Repeat all of the entries, please, keeping each line exact.

— RAW DATA —

--------

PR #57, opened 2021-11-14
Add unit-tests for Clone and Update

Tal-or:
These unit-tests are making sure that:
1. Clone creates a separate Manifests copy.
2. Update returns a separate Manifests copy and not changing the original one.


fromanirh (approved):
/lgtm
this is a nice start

--------

— TASK OUTPUT —
PR #57, opened 2021-11-14
Add unit-tests for Clone and Update

Tal-or:
These unit-tests are making sure that:
1. Clone creates a separate Manifests copy.
2. Update returns a separate Manifests copy and not changing the original one.


fromanirh (approved):
/lgtm
this is a nice start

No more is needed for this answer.